The Meme was the implant of choice for Janice Cruz. She couldn't imagine what
her doctor would find when he removed them seven years later.
Janice Cruz (Breast Implant Recipient): The polyurethane cover was completely
dissolved. What was supposed to be a two-and-a-half hour surgery to remove
implants turned into seven hours of dipping, what he referred to as a green,
slimy-looking gelatin from my chest wall and everywhere he
could reach.
Chung: In his laboratory in Canada, Dr. Pierre Blais has spent ten years
researching what happens to polyurethane once it is in a woman's breast.
Dr. Pierre Blais (Researcher): After about a month, it looks like
this, the foam has gone in part, and it is beginning to peel away from the
surface.
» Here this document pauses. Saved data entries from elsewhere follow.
PR #651, opened 2026-08-17
OpenID4VP: Correctly use ephemeral encryption keys

nodh:
Asserts conformance to [HAIP 1.0](https://openid.net/specs/openid4vc-high-assurance-interoperability-profile-1_0-final.html#section-5-2.6):
> Verifiers MUST supply ephemeral encryption public keys specific to each Authorization Request passed via client metadata as specified in Section 8.3 of [[OIDF.OID4VP](https://openid.net/specs/openid-4-verifiable-presentations-1_0.html#name-encrypted-responses)].

### DIFF
--- a/vck-openid/src/commonMain/kotlin/at/asitplus/wallet/lib/openid/DcApiVerifier.kt
+++ b/vck-openid/src/commonMain/kotlin/at/asitplus/wallet/lib/openid/DcApiVerifier.kt
@@ -37,6 +37,7 @@ import at.asitplus.signum.supreme.sign.Signer
 import at.asitplus.wallet.lib.DefaultNonceService
 import at.asitplus.wallet.lib.MdocDeviceSignatureVerifier
 import at.asitplus.wallet.lib.NonceService
+import at.asitplus.wallet.lib.agent.EphemeralEncryptionKeyService
 import at.asitplus.wallet.lib.agent.EphemeralKeyWithoutCert
 import at.asitplus.wallet.lib.agent.KeyMaterial
 import at.asitplus.wallet.lib.agent.NonceChallengeVerifier
@@ -47,8 +48,8 @@ import at.asitplus.wallet.lib.cbor.VerifyCoseSignatureWithKey
 import at.asitplus.wallet.lib.cbor.VerifyCoseSignatureWithKeyFun
 import at.asitplus.wallet.lib.data.CredentialPresentationRequest.DCQLRequest
 import at.asitplus.wallet.lib.data.CredentialPresentationRequest.IsoDeviceRetrieval
-import at.asitplus.wallet.lib.jws.DecryptJwe
 import at.asitplus.wallet.lib.jws.DecryptJweFun
+import at.asitplus.wallet.lib.jws.DecryptJweWithEphemeralKey
 import at.asitplus.wallet.lib.jws.SignJwt
 import at.asitplus.wallet.lib.jws.SignJwtFun
 import at.asitplus.wallet.lib.jws.VerifyJwsObject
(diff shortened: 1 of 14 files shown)


vck-openid/src/commonMain/kotlin/at/asitplus/wallet/lib/openid/DcApiVerifier.kt
```diff
@@ -79,10 +80,18 @@ class DcApiVerifier @JvmOverloads constructor(
...
-    private val decryptionKeyMaterial: KeyMaterial = EphemeralKeyWithoutCert(),
-    /** Decrypts encrypted responses from holders. */
-    private val decryptJwe: DecryptJweFun = DecryptJwe(decryptionKeyMaterial),
+    /**
+     * Long-lived key advertised in [metadata] so that holders can encrypt responses, but **only** for client
+     * identifier schemes that do not convey client metadata in the request, i.e. where this key is distributed
+     * out-of-band. This is not conformant to OpenID4VC HAIP, so leave it `null` to have every request carry its own
+     * ephemeral encryption key, see [ephemeralEncryptionKeyService].
+     */
+    private val decryptionKeyMaterial: KeyMaterial? = null,
```
JesusMcCloud, line 89: Ah, yes…

JesusMcCloud (approved):

vck/src/commonMain/kotlin/at/asitplus/wallet/lib/jws/JwsService.kt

After about six months to a year, half of the foam has gone away,
dissolved. They produce debris, which is potentially toxic.
Chung: The foam is made here at a factory outside of Philadelphia. It is an
industrial polyurethane like that found in air conditioning and carburetor
filters. When it breaks down, it can produce a chemical, tolulene-diamine, or
TDA, a known animal carcinogen already banned in hair dyes. But the makers of
the Meme, Surgitex, insist their studies show the foam is safe.
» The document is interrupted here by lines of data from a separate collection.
PR #653, opened 2026-08-19
OpenID4VP: Support fetching encrypted authn requests

nodh:
Implements a missing feature: In OpenID4VP verifiers can support `POST` requests to deliver the Authn Request. In those requests the wallet may send a key that the verifier should use to encrypt the authn request for. See [OpenID4VP 5.10](https://openid.net/specs/openid-4-verifiable-presentations-1_0.html#name-request-uri-method-post).

### DIFF
--- a/vck-openid/src/commonMain/kotlin/at/asitplus/wallet/lib/oidvci/SerializerSketch.kt
+++ b/vck-openid/src/commonMain/kotlin/at/asitplus/wallet/lib/oidvci/SerializerSketch.kt
@@ -1,9 +1,14 @@
 package at.asitplus.wallet.lib.oidvci
 
+import at.asitplus.catchingUnwrapped
 import at.asitplus.signum.indispensable.josef.io.joseCompliantSerializer
 import io.ktor.http.*
 import kotlinx.serialization.ExperimentalSerializationApi
 import kotlinx.serialization.SerializationException
+import kotlinx.serialization.descriptors.PrimitiveKind
+import kotlinx.serialization.descriptors.SerialDescriptor
+import kotlinx.serialization.encoding.CompositeDecoder
+import kotlinx.serialization.serializer
 import kotlinx.serialization.json.Json
 import kotlinx.serialization.json.JsonArray
 import kotlinx.serialization.json.JsonObject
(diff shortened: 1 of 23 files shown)


vck-openid/src/commonMain/kotlin/at/asitplus/wallet/lib/oidvci/SerializerSketch.kt
```diff
@@ -15,14 +20,28 @@ import kotlinx.serialization.json.encodeToJsonElement
...
+        // ponytail: `v[0]` throwing on an empty value is load-bearing: `ResponseParser` relies on it to fall back
+        // from parsing an input as URL to parsing it as POST body
+        k to when {
+            // members declared as strings keep their content verbatim, even if that content happens to be JSON
+            // itself, e.g. `wallet_metadata` of `at.asitplus.openid.RequestObjectParameters`
+            descriptor.isStringElement(k) -> JsonPrimitive(v)
+            v[0] == '{' -> json.decodeFromString<JsonObject>(v)
+            v[0] == '[' -> json.decodeFromString<JsonArray>(v)
             else -> JsonUnquotedLiteral(v)  //no quoted → can be any type for deserializing. requires lenient parsing
         }
```
JesusMcCloud: i don't like this being reified by default. rather: make one taking a serializer/descriptor and then add a reified one that delegates; this way we can still manually specify serializers cleanly.

Also: what is that json instnace? I'd rather pass it explicitly as parameter or (probably better) use `context(json: Json)`

vck-openid/src/commonMain/kotlin/at/asitplus/wallet/lib/openid/OpenId4VpRequestFactory.kt
```diff
@@ -156,6 +164,53 @@ internal class OpenId4VpRequestFactory(
         ).getOrThrow()
     }
 
+    /**
+     * Creates the request object to serve at the `request_uri` endpoint: a signed request object, encrypted to the
+     * wallet's key if it passed one in its `wallet_metadata`, as per
+     * [OpenID4VP 1.0, 5.10](https://openid.net/specs/openid-4-verifiable-presentations-1_0.html#name-request-uri-method-post).
+     */
+    suspend fun createRequestObject(
```
JesusMcCloud, line 172: this method and its siblings are due for a name overhaul. not saying it must be done here, but we have:

* createPlainAuthnRequest
* createSignedRequestObject
* createRequestObject

that are nested in that order. not very clear, but also not urgent, because it is only on an internal class

vck-openid/src/commonMain/kotlin/at/asitplus/wallet/lib/openid/OpenId4VpRequestFactory.kt
```diff
@@ -156,6 +164,53 @@ internal class OpenId4VpRequestFactory(
...
+                recipientKey = encryptionTarget.first,
+            ).getOrThrow().serialize()
+        }
+    }
+
+    /**
+     * The wallet's encryption key and the content encryption algorithm to use, or `null` if the wallet did not ask for
+     * an encrypted request object, or asked for algorithms we don't support.
+     */
+    private fun OAuth2AuthorizationServerMetadata.encryptionTarget(): Pair<JsonWebKey, JweEncryption>? {
```
JesusMcCloud: since this only references immutable properties, dubsequent calls will be idempotent. hence i'd refactor it into an extn property, not a function

vck-openid/src/commonMain/kotlin/at/asitplus/wallet/lib/openid/RequestParser.kt
```diff
@@ -84,33 +103,94 @@ class RequestParser(
...
-    } ?: parameters.requestUri
-        ?.let { remoteResourceRetriever.invoke(parameters.resourceRetrieverInput(it)) }
-        ?.let {
-            it.parseAsJwsRequest(parent)
+    } ?: parameters.requestUri?.let { uri ->
+        val method = parameters.requestUriMethod?.toHttpMethod() ?: HttpMethod.Get
+        // only the POST request to the request URI endpoint has a channel for these, see OpenID4VP 1.0, 5.10, and it
+        // is built once per request, since it carries the key the verifier shall encrypt this very request to
+        val requestObjectParameters = if (method == HttpMethod.Post) buildRequestObjectParameters.invoke() else null
+        remoteResourceRetriever.invoke(parameters.resourceRetrieverInput(uri, method, requestObjectParameters))?.let {
```
JesusMcCloud: invoke literally spelled out intentionally? i don't have a local copy at hand, at the moment. feel free to ignore if my comment makes no sense

JesusMcCloud (changes requested):

vck-openid/src/commonMain/kotlin/at/asitplus/wallet/lib/openid/OpenId4VpRequestFactory.kt
nodh: Well, if you're optionally encrypting a signed request wrapping a plain request, so there has to be some form of nesting. But I've refactored out the public interface in `OpenId4VpVerifier` with these names.

JesusMcCloud: i did not mind the nesting, but naming inconsistincy and potential confusion

JesusMcCloud: still: much better now!

vck-openid/src/commonTest/kotlin/at/asitplus/wallet/lib/oidvci/SerializationTest.kt
```diff
@@ -88,7 +88,7 @@ val SerializationTest by matrixSuite {
             this shouldContain "dcql_query=" + "{\"credentials".encodeURLParameter()
         }
 
-        intermediateMap.decode<AuthenticationRequestParameters>() shouldBe params
+        intermediateMap.decode(AuthenticationRequestParameters.serializer()) shouldBe params
```
JesusMcCloud, line 91: should work reified with the extension, but i don't mind either way

JesusMcCloud (approved):
🚢 🇮🇹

We asked Surgitex to talk to us about the Meme, the foam, and its dangers. But
officials not only refused to go on camera, they asked us to leave their
property.
Goldrich: Nobody has done the kind of studies that are required for this kind of
product. Just as I say that it is my belief that the implants are harmful, the
drug companies and the manufacturers don't have any proof that it is not. Why
should we be in the catch-22 situation thirty years after the fact. There has
got to be something wrong there.
Chung: The FDA will not grant us an interview on Meme or any other implant. But
in a statement the FDA did say it s in the process of collecting data from
manufacturers, and that it may take years before any decisions are made about
their safety.
In the meantime, more than a hundred thousand women each year are still
receiving implants.
Valleya: It is very difficult to tell people about what has happened to me,
because I find it is somewhat embarrassing. Not that I did anything wrong, but
just personal. But I feel that if someone doesn't speak out, and talk about this
I believe that there are probably many women like me, but how may want to
want to tell the world this, you know. It s hard to do.
Chung: There are no statistics on how many women have become ill because of
their implants. No agency, no study has kept track of them. While questions
continue to be raised abut the safety of breast implants, only the state of
Maryland requires doctors to inform their patients of all the known risks and
complications. It took five years to get that law passed.